Desperté y nuevamente tomé café. Me reconfortó tanto que esta vez escogí las mejores ropas para ir al trabajo. “¡Buen día!” le dije al señor de las flores y me respondió con un “Buenos días, ¿Una hortensia?”, "No, gracias" respondí sonriendo y seguí rumbo al metro. Terminé el turno y después de llenar mi vaso de un esfuerzo de sonreír, ver la fotografía y su cristal roto, hizo que se desbordara. Dormí con la cara húmeda sobre su almohada.

Desperté con la motivación de llenar el vaso con sonrisas, sin dejar que llegara al tope. Hice yoga, me di un baño, me preparé café, me puse mis mejores ropas y salí rumbo al metro. Estaba el señor de las flores y no le compré hortensias, sino orquídeas, las cuales puse en el escritorio de mi oficina. Terminé el turno. El grillo volvió a dormir o la casa seguía siendo grande y para llenarla puse música. Cociné. Me fui a la cama y abracé su almohada.

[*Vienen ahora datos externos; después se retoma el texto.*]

Issue #699, opened 2020-07-16
flaky-tests: write test for skipping background tasks


bcoe:
you can now configure gcf-utils such that it skips background tasks. We should add a test for this.

PR #700, opened 2020-07-16
feat(gcf-utils): some bots have large payloads not appropriate for cloud task payload 

bcoe:
We should add a test for this, but I thought it would be good to get a hot fix in for build cop quickly.

This also unblocks @azizsonawalla's work  as well, which requires that bots have `@types/sonic-boom` available.

Refs: https://github.com/googleapis/repo-automation-bots/issues/699 (tracking issue for test).

### DIFF
--- a/packages/gcf-utils/package.json
+++ b/packages/gcf-utils/package.json
@@ -1,6 +1,6 @@
 {
   "name": "gcf-utils",
-  "version": "5.1.0",
+  "version": "5.2.2",
   "description": "An extension for running Probot in Google Cloud Functions",
   "scripts": {
     "compile": "tsc -p .",
@@ -27,6 +27,7 @@
     "@types/express": "^4.17.0",
     "@types/ioredis": "^4.14.8",
     "@types/lru-cache": "^5.1.0",
+    "@types/sonic-boom": "^0.7.0",
     "@octokit/plugin-enterprise-compatibility": "1.2.5",
     "express": "^4.17.1",
     "gaxios": "^3.0.0",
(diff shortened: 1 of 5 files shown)


packages/gcf-utils/package.json
```diff
@@ -27,6 +27,7 @@
     "@types/express": "^4.17.0",
     "@types/ioredis": "^4.14.8",
     "@types/lru-cache": "^5.1.0",
+    "@types/sonic-boom": "^0.7.0",
```
bcoe, line 30: gcf-utils had problems on the main branch do to exporting `@types/sonic-boom`, but only having it as dev dep.

packages/gcf-utils/src/gcf-utils.ts
```diff
@@ -283,8 +287,13 @@ export class GCFBootstrapper {
   }
 
   gcf(
-    appFn: ApplicationFunction
+    appFn: ApplicationFunction,
+    wrapOptions?: WrapOptions
   ): (request: express.Request, response: express.Response) => Promise<void> {
+    let background = true;
+    if (wrapOptions) {
```
JustinBeckwith, line 294: 🐛 - If I pass WrapOptions here as `{}`, or maybe with a second property down the road, it will set the default of wrapOptions to false, while it looks like you want the default to be true.

Instead I'd suggest:
- changing line 291 to be `wrapOptions: WrapOptions = {}` 
- use extend to do:

```
const defaults = { wrapOptions: true };
const options = extend(true, defaults, wrapOptions, {});
```

bcoe: The interface requires that `WrapOptions`, if provided, has a boolean `background` property,  I don't understand how you're passing `{}`, and if you did the side effect would just be that `background` is falsy.

bcoe: so, the `if (wrapOptions) {` is just checking whether or not `wrapOptions` is `undefined`.

bcoe: updated the code to be less confusing.

packages/gcf-utils/test/gcf-bootstrapper.ts
```diff
@@ -59,7 +64,7 @@ describe('GCFBootstrapper', () => {
 
     let enqueueTask: sinon.SinonStub;
 
-    beforeEach(async () => {
+    async function mockBootstrapper(wrapOpts?: WrapOptions) {
```
tbpg, line 67: Why the change from `beforeEach`?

Al día siguiente me levanté y abrí las cortinas para ver un día soleado. Hice yoga, me alisté, tomé café, salí y le compré margaritas al señor de las flores. Terminé turno y pasé por un marco para fotografía y una veladora blanca. Llegué casa a restaurar la fotografía, la puse sobre el buró y encendí la veladora junto a ella. Puse música, cociné y dormí.

En los próximos días que desperté, como ya no llovía dentro mi, salí a caminar, compré rosas rojas que ponía a la fotografía, cambié el color de las sábanas por uno nuevo, compré ropa, fui al cine y a una cafetería. Y en uno de esos días se ocurrió irme de viaje. Preparé las maletas. Vi nuestra fotografía y la tomé, la miré por unos minutos con una sonrisa, acaricié tu rostro por encima del cristal, pensé en llevarla, pero la coloqué de nuevo el buró. Cerré la maleta y salí de casa. Sin mirar atrás, sin derramar más lágrimas, pero siempre sintiéndote en cada café al desayunar o viéndote en cada una de las flores que se me atravesara en el camino.